How to use the reference guide
If you have an institutional subscription to Springer products, you may have access to a “living document,” an electronic version that can be readily updated as topics evolve, and new information becomes available. The electronic version includes a sophisticated search function and extensive cross-referencing across all entries. The print version, on the other hand, may be found in your local library. Springer will make three chapters freely available this (April 22, 2021) week, including the introductory chapter of the entire guide. We recommend that you start there. If it is no longer accessible to you, please get in touch.
The reference guide is meant to be useful for a wide audience of researchers, teachers, students, and practitioners from different domains of the biological sciences (e.g., evolutionary biology, paleontology, phylogenetics, developmental and cell biology, theoretical biology, the philosophy and history of biology). The compilation can be used as teaching materials for undergraduate or graduate courses either as a whole or as a collection of selected sections and/or chapters.

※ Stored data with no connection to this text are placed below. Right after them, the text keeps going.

PR #3019, opened 2020-04-15
Remove unused imports

stv0g:
There are a bunch more unused variables a imports.

We might want to add pyflakes to the CI


consideRatio:
@stv0g thank you for your, this LGTM. It is still marked as a draft though, what do you think?

stv0g:
@consideRatio I think this is ready to be merged.. I just never managed to fully check all imports.. But I would suggest to continue this effort lateron in other PRs.

consideRatio:
@stv0g I agree! Thank you, I know I end up being confused by a unused import sometimes as they are misleadingly indicative of what goes on in the code file.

We hope you enjoy the guide, either as stand alone articles are in combination with other papers and materials. This collection is testimony to the huge intellectual journey that evo-devo, from a field often ridiculed at its beginnings to its current state as a dominant research program in present-day evolutionary biology. We hope that our reference guide will contribute to the enhancement of this process as the field of evo-devo expands and diversifies further.